In 1943, amid the violence and destruction of World War II, Buller published a book, Darkness Over Germany, which gives a first-hand account of the many people that she and her travelling parties had met, and the conversations that had taken place. Like Maistre, Buller proposed that without God, politics was a dangerous kind of faith in something, one that tended towards violence. In the introduction to her book she writes of “…the tragedy of a whole generation of German youth, who, having no faith, made Nazism their religion.”  

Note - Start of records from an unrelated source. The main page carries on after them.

PR #145, opened 2022-06-22
Add script to add users to pinboards directly

andrew-nowak:
## What does this change?

Adds a script for adding given pinboard ids to a user's manually opened pinboards list. This is handy while we have the current issues around workflow items being removed causing the pinboard to become inaccessible via the search. The pinboard IDs must be located via another means (eg. the 'messages sent by piece' graph in the current pinboard dashboard).

## How to test

Run the script, passing your username and a known pinboard ID. Does the pinboard appear in your list of opened pinboards?

Speedier and less error-prone method to recover access to pinboards during testing, until persistent access in UI is developed.

### DIFF
--- a/scripts/add_to_pinboard.sh
+++ b/scripts/add_to_pinboard.sh
@@ -1,0 +1,45 @@
+#!/bin/bash
+
+set -eo pipefail
+
+users="$1"
+pinboardIds="$2"
+stage="$3"
+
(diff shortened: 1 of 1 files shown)


twrichards (approved):
nice work 👏 
Note, although I wouldn't redo it, another option would've been to do this in typescript as an additional file in say `users-refresher-lambda` (to reuse some existing code and keep _'everything TS'_)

It’s common these days to hear complaints about the political apathy of the young, with polls commonly reporting that only about 50 per cent of British 18 to 24-year-olds are intending to vote in the next General Election. However, there are those who raise the caution that this may not be a symptom of apathy, so much as a symptom of the cultural and structural injustices that put barriers in the way of young people engaging with our nation’s political life. Young people are not likely to “believe in” a political system from which they feel excluded. As Buller’s writing notes – when this happens, young people are likely to put their “faith” in something else.   

Maistre’s solution was perhaps too extreme for modern sensibilities: asking the politically minded populace to believe that their leaders were imbued with the authority of God, by God. In the twentieth-century, Buller took a more moderate view. As the Nazis began to view her with suspicion, trips to Germany became increasingly difficult to arrange, so she travelled elsewhere to places such as Hungary and Bulgaria. Wherever Buller went, she found more and more young people who wanted to talk to her about their political hopes and ideals. Summarising the whole, Buller suggested that Europe’s political landscape was eschewing “shallow rationalism” and instead being shaken by a “deep stirring” of emotion, particularly among young people. She recorded the observation: 

“They all want change, and they all want a chance to play a part in that change, but so few have any religious faith, which means that they have few standards by which to judge between falsehood and truth in revolutionary movements.” 

In a recent report, published by the Jo Cox Foundation, increasing the public’s “political literacy” was highlighted as a key response to prevent the outbreaks of abuse, intimidation and violence towards elected officials. As any educator will tell you, literacy is a two-way street – it includes not only the “shallow rationalism” of knowing information, or knowing where to access information, but also the ability to communicate that information effectively to others. Such communication comes from a much deeper, embodied kind of knowing, one which requires one to have assimilated knowledge and worked with it, feeling its malleability, and testing its apparent truth-claims against an internal standard of what is true and false, or right and wrong.  

For Buller, this internal standard was inextricably linked to faith. To the end of her life, she remained open minded as to what form this faith might take, albeit her own religious practice was firmly Christian. Cumberland Lodge, the educational charity she set up to promote her aims, was from the start open to those of all faiths and none, and she warmly welcomed dialogue between those of different faith groups, including atheism. But in 1943, as Amy Buller looked with hope towards the prospect of a post-war Europe, she summed up the political landscape as follows:  

We are now faced with the greater task of bringing healing to the nations, including our own, I am convinced this cannot be done without a faith in God adequate to the tremendous task of reconstruction.  

Given Amy Buller’s open-mindedness, one can read the word “God” in this statement its broadest possible sense, as referring to whatever moral compass one takes as an internal standard of what is true and false, or right and wrong. But the point remains that the political will is therefore not a matter of rational thought, or not only of that, but is an expression of feelings and instincts that run far, far deeper.